Scan the material that follows. Copy every line containing the word "nonZero".

── RECORDS TO PROCESS ──

PR #11, opened 2022-11-09
Enable flutter testing.

polina-c:


.github/workflows/flutter.yaml
```diff
@@ -0,0 +1,38 @@
+name: Dart
```
devoncarew, line 1: The name of this file is not critical; some repos call it `dart.yaml`, some `build.yaml` / `ci.yaml`. Whatever you use, I'd make sure that it agrees with the CI badge at the top of the readme (https://raw.githubusercontent.com/dart-lang/leak_tracker/main/README.md).

.github/workflows/flutter.yaml
```diff
@@ -0,0 +1,38 @@
...
+    steps:
+      - name: clone the repo
+        uses: actions/checkout@93ea575cb5d8a053eaa0ac8fa3b40d7e05a33cc8
+
+      - name: install Flutter sdk
+        uses: subosito/flutter-action@dbf1fa04f4d2e52c33185153d06cdb5443aa189d
+        with:
+          channel: 'beta'
+
+      - name: content
```
devoncarew, line 25: You might want something more descriptive for the step title (this is printed out when the action runs).

I don't know that you need `pwd` or `ls` below (I imagine this was here for debugging the workflow?); they are however not hurting anything.

analysis_options.yaml
```diff
@@ -12,6 +12,7 @@ analyzer:
     missing_return: warning
   exclude:
     - build/**
+    - flutter_packages/**
```
devoncarew, line 15: I'm curious why this is excluded (is this dir being created somewhere)?

test/flutter/flutter_sdk_test.dart
```diff
@@ -0,0 +1,11 @@
+// Copyright (c) 2022, the Dart project authors.  Please see the AUTHORS file
+// for details. All rights reserved. Use of this source code is governed by a
+// BSD-style license that can be found in the LICENSE file.
+
+import 'package:flutter_test/flutter_test.dart';
+
+void main() {
+  test('Flutter tests function for this folder.', () {
```
devoncarew, line 8: 🎉

devoncarew (approved):
lgtm, though I would do a little cleanup in the .github/workflows/flutter.yaml file before landing, and would definitely either rename the file, or update the reference to it from the readme.

.github/workflows/flutter.yaml
CoderDake, line 1: We may need copyrights at the top of these files too.

CoderDake (approved):
not much to add on top of Devon :)

.github/workflows/flutter.yaml
polina-c: And fixed the reference. I did not realize it is referenced. That's cool!

.github/workflows/flutter.yaml
polina-c: Cleaned up.

analysis_options.yaml
polina-c: Yes, it is legacy from removed step. Removed. Thanks.

.github/workflows/flutter.yaml
polina-c: We do not have the in other workflows in dart repo: https://github.com/dart-lang/linter/blob/main/.github/workflows/build.yaml

PR #18, opened 2022-11-23
Add leak checker.

polina-c:


test/dart/_leak_checker_test.dart
```diff
@@ -0,0 +1,248 @@
...
+  setUp(() {
+    leakProvider = _MockLeakProvider();
+
+    stdout = _MockStdoutSink();
+    devtools = _MockDevToolsSink();
+    listened = _ListenedSink();
+  });
+
+  test('Mocks emulate production well.', () {
+    _SummaryValues.verifyValues();
```
CoderDake, line 75: it would be good to pull the contents of this function into the test so it is immediately apparent what is being tested

test/dart/_leak_checker_test.dart
```diff
@@ -0,0 +1,248 @@
...
+    await Future.delayed(doublePeriod);
+    expect(stdout.store, isEmpty);
+    expect(devtools.store, isEmpty);
+    expect(listened.store, isEmpty);
+
+    // Check leaks and make sure they signaled one time.
+    checker.checkLeaks();
+    stdout.checkAndClear(_SummaryValues.nonZero);
+    devtools.checkAndClear(_SummaryValues.nonZero);
+    listened.checkAndClear(_SummaryValues.nonZero);
```
CoderDake, line 202: expectations inside helper methods can make things a bit less clear,
It might be better to have an optional getter to get the values and do the expectation inside the test.

CoderDake (approved):

test/dart/_leak_checker_test.dart
polina-c: I am not sure I understood your suggestion. If I just pull the method content to the test, it will make the test much bigger and less readable.
Renamed the method for now to make it more understandable.

CoderDake: For example for each of these it would be clearer to state what is being tested in the test, not hiding it inside the helper :)
 
 it is a bit of a nit pick, but generally this is a practicer that is good to shoot for
    ```
    expect(listened.store, hasLength(1));
    expect(listened.store.first.matches(summary), isTrue);
    listened.clear();
    ```

polina-c: it will make it harder to read. how about passing array instead of one item? it should make it clear that the method validates the content of the array.

CoderDake: I like that compromise for sure!

polina-c: Applied in https://github.com/dart-lang/leak_tracker/pull/20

───

- RESPONSE AREA:
+    stdout.checkAndClear(_SummaryValues.nonZero);
+    devtools.checkAndClear(_SummaryValues.nonZero);
+    listened.checkAndClear(_SummaryValues.nonZero);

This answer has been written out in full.